- WORK TO COMPLETE:
If a line appears in the data below, it must appear in your answer exactly as given.

RECORDED DATA Block Start

PR #75, opened 2022-07-27
Shaoqz/refactor structure attr mod

shaoqx:
In this PR:
- several hotfix for a working development environment
- fixed some bug from last PR #74 
- refactor about Structure attr. (mostly how to deal with the duplicated chain name)
   + is there a better way to set the coordinate level comparison of chains?


chrisjurich (approved):
Good work overall. I really like the use of @property throughout. I will work on fixing the installation requirements.

PR #78, opened 2022-07-29
Paul/conf prod json loader

KleinesMesser:
Added the function load_conf_prod() to amber_config.py.

There is an issue loading module Frame in the pytest file, so I did not update this file.


shaoqx:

RECORDED DATA Block End

- RESULT FOR THIS TASK:
PR #75, opened 2022-07-27
Shaoqz/refactor structure attr mod

shaoqx:
In this PR:
- several hotfix for a working development environment
- fixed some bug from last PR #74 
- refactor about Structure attr. (mostly how to deal with the duplicated chain name)
   + is there a better way to set the coordinate level comparison of chains?


chrisjurich (approved):
Good work overall. I really like the use of @property throughout. I will work on fixing the installation requirements.

PR #78, opened 2022-07-29
Paul/conf prod json loader

KleinesMesser:
Added the function load_conf_prod() to amber_config.py.

There is an issue loading module Frame in the pytest file, so I did not update this file.


shaoqx:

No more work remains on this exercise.